Keyword search on "colliding": report each line of the records that contains it.
- - - - -
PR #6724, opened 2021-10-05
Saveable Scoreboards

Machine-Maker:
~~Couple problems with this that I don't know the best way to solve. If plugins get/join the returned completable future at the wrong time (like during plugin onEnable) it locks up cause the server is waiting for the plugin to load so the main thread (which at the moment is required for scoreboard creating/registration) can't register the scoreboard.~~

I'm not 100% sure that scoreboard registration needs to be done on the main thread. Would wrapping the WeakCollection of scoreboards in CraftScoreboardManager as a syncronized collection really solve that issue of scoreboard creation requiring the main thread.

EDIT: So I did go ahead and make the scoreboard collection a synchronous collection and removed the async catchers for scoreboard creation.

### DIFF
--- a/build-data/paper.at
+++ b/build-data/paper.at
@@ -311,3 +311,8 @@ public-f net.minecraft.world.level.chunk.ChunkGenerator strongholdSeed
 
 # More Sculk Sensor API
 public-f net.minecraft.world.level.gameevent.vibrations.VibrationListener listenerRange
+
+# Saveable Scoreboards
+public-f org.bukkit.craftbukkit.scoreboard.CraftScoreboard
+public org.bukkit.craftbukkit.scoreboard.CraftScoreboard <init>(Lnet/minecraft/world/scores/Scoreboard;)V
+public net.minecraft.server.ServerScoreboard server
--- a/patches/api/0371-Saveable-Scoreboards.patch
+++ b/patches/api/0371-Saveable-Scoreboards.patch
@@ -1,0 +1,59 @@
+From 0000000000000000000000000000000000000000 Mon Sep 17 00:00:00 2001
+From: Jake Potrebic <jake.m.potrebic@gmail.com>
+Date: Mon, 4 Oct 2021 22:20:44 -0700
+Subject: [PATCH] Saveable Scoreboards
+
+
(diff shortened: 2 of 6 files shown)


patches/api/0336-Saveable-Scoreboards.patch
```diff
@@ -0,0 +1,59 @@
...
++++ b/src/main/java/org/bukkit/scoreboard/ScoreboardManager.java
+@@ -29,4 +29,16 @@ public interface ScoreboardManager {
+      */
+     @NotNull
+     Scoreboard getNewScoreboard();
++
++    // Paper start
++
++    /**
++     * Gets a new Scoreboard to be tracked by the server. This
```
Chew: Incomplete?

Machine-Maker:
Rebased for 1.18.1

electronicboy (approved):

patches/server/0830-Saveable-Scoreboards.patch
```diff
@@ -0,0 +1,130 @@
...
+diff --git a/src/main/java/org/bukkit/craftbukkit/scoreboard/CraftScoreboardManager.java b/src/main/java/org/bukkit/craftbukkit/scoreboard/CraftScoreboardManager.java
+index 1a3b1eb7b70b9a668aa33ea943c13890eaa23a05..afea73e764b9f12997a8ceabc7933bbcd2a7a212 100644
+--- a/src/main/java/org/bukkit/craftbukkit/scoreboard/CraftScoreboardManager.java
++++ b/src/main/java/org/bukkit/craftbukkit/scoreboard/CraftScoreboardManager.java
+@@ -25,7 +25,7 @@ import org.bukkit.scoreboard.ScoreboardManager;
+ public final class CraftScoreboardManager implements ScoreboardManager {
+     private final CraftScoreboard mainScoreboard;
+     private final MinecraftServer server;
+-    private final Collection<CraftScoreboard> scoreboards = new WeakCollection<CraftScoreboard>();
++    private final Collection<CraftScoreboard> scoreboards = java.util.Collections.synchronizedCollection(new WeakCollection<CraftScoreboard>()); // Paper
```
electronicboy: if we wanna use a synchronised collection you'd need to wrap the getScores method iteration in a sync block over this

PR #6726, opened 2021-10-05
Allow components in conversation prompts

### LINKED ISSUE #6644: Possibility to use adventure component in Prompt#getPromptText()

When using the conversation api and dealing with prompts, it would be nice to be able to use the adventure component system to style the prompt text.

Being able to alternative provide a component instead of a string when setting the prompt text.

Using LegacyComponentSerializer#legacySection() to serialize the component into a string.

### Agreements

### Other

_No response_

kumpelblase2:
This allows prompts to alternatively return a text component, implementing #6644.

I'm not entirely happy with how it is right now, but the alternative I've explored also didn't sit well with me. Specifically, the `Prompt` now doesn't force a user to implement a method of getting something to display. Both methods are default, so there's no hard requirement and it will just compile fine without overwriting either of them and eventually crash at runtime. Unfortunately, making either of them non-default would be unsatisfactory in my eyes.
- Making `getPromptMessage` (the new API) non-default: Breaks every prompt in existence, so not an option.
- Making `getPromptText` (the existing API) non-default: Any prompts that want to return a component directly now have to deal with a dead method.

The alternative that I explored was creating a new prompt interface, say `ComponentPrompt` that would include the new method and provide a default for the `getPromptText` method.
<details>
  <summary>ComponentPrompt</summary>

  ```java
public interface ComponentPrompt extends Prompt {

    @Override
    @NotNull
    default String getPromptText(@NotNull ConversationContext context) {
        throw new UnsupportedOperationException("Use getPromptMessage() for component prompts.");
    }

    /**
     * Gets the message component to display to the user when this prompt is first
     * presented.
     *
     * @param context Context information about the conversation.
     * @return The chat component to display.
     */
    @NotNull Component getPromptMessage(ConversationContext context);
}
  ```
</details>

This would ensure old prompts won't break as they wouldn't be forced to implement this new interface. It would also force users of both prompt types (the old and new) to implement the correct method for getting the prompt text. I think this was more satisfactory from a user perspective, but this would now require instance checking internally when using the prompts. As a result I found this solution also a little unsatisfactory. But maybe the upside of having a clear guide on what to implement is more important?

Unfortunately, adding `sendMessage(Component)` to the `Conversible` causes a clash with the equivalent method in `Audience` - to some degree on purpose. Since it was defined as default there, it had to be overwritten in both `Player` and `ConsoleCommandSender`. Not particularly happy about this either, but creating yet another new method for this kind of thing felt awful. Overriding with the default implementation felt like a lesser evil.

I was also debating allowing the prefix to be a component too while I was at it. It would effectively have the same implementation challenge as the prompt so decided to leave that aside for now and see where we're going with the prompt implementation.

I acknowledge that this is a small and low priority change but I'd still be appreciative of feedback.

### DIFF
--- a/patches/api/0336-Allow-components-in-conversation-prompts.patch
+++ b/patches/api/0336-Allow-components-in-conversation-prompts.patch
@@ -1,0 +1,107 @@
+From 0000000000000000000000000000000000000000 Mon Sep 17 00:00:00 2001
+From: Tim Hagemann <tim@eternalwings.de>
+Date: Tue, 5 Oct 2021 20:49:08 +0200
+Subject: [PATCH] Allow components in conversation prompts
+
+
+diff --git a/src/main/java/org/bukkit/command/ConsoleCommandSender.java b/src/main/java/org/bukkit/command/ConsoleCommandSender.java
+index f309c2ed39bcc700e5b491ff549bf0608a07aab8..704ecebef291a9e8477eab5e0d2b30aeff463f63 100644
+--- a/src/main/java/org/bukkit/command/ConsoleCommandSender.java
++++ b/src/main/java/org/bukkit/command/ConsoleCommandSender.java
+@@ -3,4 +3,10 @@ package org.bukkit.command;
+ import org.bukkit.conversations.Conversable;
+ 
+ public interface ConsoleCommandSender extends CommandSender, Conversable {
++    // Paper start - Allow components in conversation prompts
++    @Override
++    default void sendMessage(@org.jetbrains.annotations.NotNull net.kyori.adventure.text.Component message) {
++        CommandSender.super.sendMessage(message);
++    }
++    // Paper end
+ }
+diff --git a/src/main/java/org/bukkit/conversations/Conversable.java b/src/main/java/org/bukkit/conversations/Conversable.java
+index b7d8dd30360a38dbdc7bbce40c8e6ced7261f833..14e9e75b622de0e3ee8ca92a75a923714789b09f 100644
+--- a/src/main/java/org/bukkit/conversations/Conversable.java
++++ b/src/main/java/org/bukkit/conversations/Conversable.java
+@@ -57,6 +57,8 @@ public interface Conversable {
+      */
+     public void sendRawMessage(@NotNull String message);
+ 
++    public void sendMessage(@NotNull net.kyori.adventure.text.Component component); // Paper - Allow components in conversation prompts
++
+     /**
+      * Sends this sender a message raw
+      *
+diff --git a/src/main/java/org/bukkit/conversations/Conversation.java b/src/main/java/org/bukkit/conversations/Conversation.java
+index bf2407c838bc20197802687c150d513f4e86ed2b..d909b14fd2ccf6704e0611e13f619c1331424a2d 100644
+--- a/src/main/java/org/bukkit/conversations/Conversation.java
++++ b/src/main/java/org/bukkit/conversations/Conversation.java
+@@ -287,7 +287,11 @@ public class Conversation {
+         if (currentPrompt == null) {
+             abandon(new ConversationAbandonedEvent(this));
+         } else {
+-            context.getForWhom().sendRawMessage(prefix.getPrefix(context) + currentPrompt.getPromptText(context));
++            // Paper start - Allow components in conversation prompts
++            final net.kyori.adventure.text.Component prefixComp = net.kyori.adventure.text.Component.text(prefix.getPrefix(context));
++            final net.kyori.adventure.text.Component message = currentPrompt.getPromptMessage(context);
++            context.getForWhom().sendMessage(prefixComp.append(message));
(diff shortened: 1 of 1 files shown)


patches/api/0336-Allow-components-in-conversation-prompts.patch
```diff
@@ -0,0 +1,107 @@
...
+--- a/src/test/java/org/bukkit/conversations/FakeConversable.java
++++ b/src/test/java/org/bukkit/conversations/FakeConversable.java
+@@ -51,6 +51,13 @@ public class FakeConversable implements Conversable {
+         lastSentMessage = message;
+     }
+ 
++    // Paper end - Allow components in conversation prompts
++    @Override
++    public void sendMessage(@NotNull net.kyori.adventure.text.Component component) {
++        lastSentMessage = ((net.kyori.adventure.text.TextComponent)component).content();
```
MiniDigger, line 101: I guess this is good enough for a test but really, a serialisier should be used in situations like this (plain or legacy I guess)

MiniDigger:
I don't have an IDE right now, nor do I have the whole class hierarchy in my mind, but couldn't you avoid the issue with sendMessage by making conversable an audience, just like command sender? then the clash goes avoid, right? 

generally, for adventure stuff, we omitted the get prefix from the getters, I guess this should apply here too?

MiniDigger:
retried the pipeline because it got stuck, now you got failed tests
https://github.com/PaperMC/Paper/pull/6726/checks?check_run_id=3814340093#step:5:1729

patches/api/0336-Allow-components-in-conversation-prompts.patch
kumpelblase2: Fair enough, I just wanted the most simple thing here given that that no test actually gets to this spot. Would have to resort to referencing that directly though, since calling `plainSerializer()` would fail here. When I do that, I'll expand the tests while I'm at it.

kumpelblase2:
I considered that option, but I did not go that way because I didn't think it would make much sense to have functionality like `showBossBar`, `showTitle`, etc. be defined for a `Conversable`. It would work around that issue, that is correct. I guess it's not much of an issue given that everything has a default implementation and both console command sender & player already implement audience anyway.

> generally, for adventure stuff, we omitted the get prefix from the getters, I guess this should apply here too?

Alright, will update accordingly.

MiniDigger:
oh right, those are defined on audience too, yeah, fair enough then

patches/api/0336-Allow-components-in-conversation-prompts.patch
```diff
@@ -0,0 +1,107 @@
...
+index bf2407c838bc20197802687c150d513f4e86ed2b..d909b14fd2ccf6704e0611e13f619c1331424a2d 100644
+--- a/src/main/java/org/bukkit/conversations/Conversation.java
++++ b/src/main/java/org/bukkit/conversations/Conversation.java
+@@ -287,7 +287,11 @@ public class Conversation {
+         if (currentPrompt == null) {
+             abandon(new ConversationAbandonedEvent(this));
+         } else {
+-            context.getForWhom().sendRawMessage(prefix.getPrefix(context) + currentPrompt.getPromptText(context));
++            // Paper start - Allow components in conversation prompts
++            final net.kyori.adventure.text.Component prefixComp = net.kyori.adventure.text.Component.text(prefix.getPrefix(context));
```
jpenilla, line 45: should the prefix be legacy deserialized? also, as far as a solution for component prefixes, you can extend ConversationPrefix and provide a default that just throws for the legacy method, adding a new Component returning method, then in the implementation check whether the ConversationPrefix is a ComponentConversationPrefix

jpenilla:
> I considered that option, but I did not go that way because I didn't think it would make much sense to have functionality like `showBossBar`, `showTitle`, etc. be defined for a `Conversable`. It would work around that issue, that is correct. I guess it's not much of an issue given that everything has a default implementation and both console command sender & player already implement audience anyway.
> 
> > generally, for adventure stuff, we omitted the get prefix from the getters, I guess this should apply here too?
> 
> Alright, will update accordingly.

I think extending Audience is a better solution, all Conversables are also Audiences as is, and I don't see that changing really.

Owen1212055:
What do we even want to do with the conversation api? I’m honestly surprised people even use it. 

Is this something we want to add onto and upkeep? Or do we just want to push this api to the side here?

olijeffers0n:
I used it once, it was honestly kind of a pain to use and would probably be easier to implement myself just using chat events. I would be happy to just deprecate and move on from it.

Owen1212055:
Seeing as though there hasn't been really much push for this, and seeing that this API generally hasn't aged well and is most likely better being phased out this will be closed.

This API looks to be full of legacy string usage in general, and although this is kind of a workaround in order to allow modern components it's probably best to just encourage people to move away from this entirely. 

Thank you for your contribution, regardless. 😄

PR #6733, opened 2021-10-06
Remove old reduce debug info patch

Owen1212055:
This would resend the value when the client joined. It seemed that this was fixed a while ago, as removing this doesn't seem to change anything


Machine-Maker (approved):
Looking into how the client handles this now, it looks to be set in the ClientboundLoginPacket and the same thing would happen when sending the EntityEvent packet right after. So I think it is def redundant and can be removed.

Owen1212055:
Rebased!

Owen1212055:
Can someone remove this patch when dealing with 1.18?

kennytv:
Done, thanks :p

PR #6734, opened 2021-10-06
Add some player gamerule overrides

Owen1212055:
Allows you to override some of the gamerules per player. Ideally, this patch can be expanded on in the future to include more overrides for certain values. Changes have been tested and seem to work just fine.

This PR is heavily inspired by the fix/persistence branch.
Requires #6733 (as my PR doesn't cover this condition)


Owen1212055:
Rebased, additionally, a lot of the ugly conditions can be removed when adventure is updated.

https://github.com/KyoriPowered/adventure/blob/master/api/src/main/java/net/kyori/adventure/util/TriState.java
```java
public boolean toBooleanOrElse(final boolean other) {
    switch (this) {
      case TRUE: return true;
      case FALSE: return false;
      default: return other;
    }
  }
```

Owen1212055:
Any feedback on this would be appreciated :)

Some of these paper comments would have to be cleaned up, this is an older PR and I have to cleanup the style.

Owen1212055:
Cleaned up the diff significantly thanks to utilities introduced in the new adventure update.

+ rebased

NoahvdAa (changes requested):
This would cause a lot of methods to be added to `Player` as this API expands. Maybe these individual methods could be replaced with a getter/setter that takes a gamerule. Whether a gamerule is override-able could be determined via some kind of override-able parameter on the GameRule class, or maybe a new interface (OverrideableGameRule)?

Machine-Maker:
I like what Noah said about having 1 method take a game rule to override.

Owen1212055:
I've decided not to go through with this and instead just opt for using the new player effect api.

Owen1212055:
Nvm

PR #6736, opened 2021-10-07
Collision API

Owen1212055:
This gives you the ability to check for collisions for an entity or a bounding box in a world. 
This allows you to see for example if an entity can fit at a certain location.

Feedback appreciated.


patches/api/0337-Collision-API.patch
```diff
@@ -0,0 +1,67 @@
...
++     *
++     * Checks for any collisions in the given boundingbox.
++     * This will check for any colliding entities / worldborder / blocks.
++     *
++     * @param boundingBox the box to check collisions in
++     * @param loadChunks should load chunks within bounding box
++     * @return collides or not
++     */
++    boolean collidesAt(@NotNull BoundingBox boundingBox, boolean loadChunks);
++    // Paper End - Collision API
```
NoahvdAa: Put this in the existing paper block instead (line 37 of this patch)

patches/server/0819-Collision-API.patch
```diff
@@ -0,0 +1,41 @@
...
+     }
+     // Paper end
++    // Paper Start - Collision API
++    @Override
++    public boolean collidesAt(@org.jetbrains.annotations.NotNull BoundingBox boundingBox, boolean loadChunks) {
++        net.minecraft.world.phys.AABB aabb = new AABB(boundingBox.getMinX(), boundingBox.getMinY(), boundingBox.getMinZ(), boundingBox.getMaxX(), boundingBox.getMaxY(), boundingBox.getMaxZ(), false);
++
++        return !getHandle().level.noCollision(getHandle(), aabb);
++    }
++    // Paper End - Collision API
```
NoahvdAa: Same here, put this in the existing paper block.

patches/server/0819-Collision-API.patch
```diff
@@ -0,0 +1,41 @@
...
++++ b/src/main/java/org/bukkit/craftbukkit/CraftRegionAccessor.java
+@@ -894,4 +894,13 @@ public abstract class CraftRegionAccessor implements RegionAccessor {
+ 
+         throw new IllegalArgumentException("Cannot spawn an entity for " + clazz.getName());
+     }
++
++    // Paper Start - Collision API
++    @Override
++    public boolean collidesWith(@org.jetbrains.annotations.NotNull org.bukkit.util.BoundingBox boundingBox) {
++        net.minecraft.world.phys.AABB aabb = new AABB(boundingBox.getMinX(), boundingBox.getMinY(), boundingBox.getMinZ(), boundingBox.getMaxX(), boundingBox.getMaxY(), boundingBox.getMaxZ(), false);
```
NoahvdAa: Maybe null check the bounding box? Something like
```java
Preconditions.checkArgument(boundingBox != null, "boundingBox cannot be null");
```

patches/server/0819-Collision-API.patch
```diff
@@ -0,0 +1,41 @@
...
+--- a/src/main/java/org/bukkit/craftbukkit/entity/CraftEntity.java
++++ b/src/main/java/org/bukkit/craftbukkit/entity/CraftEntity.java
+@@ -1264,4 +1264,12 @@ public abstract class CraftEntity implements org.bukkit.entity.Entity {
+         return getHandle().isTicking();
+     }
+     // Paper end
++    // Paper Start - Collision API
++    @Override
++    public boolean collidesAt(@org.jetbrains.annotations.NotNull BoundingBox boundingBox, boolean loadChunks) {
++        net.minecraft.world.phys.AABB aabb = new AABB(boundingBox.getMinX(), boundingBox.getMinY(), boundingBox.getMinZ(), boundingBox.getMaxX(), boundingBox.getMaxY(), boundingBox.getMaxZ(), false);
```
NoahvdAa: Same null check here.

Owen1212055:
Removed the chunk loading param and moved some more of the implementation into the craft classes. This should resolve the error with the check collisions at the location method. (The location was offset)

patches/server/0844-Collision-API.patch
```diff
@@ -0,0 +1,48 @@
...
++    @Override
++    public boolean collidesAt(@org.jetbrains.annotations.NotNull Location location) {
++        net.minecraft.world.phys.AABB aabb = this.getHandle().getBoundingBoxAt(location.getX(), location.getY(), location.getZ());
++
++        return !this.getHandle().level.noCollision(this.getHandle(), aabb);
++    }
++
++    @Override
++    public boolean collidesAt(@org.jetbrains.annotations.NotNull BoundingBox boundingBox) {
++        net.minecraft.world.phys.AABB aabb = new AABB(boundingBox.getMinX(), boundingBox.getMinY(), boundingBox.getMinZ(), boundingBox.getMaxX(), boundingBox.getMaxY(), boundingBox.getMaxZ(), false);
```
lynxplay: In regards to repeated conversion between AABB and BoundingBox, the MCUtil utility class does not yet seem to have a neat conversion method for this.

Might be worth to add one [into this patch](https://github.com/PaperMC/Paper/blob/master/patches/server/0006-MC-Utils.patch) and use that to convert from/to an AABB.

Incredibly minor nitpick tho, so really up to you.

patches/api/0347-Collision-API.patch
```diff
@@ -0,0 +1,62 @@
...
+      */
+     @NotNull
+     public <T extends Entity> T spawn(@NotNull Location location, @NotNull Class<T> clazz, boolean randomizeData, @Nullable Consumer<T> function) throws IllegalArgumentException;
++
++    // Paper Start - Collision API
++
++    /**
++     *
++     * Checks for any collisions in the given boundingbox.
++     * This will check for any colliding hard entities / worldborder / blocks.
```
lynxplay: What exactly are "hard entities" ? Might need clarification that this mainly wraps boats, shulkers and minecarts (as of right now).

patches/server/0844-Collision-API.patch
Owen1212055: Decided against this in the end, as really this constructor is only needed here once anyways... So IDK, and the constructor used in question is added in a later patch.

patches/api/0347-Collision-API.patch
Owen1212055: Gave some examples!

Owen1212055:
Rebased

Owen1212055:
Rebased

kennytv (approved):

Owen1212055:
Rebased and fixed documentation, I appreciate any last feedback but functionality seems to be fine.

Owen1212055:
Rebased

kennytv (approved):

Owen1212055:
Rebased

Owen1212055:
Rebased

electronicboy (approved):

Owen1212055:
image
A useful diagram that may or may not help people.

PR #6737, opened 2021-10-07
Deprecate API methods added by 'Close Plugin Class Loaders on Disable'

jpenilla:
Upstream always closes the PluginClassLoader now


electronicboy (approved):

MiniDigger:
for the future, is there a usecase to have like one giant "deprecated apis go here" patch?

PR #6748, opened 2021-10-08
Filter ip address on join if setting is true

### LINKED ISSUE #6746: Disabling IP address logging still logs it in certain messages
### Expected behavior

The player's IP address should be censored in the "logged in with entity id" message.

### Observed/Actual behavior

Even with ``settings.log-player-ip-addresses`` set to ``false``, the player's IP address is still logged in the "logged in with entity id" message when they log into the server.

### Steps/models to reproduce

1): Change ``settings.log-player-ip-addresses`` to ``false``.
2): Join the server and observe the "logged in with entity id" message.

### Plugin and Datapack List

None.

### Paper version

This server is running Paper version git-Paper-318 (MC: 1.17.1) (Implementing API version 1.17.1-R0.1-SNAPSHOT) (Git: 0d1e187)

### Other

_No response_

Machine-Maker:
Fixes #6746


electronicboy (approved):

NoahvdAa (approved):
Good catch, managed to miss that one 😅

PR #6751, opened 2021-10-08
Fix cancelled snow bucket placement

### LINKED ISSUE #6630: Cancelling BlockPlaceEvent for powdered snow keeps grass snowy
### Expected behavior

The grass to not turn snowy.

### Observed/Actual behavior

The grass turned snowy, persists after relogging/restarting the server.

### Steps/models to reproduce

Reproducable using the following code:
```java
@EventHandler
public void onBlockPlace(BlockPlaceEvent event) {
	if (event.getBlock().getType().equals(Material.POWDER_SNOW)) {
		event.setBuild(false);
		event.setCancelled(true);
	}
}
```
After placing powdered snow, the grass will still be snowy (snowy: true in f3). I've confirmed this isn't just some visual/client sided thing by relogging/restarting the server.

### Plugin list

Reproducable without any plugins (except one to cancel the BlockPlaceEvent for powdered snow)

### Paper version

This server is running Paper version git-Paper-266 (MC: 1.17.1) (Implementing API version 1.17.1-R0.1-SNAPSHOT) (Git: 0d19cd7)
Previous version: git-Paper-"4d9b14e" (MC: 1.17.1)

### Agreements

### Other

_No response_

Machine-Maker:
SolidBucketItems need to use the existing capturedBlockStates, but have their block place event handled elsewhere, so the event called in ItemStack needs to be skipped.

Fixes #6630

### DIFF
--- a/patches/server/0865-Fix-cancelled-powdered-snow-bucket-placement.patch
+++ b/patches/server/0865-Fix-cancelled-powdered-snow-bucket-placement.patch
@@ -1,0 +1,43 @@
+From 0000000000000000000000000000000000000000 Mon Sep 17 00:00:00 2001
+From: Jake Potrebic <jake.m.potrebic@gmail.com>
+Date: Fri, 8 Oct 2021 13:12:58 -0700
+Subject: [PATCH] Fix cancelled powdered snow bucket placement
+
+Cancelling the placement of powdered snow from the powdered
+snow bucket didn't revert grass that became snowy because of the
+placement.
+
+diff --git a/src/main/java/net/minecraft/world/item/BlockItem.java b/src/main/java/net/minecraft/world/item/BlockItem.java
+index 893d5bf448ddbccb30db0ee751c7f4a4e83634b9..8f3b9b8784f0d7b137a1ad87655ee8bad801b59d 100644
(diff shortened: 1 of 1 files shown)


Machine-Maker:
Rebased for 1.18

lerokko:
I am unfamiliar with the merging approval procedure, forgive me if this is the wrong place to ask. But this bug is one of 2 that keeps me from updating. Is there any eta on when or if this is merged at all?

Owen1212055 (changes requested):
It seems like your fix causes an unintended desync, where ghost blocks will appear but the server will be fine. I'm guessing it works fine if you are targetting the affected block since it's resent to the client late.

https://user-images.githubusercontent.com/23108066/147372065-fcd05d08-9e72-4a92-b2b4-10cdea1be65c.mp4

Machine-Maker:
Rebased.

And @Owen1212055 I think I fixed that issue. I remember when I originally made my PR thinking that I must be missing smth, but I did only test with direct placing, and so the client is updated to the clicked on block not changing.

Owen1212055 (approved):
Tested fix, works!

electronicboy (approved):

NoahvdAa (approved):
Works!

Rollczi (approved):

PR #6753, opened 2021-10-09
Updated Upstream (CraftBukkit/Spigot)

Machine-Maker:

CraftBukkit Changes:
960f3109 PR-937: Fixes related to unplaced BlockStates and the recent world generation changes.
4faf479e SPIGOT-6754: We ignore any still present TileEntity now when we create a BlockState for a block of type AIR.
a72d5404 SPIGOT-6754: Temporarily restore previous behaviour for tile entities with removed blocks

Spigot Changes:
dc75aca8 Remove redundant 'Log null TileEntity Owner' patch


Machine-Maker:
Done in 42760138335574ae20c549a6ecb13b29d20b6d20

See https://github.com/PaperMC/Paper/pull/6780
- - - - -
WRITTEN ANSWER.
++     * This will check for any colliding entities / worldborder / blocks.
++     * This will check for any colliding hard entities / worldborder / blocks.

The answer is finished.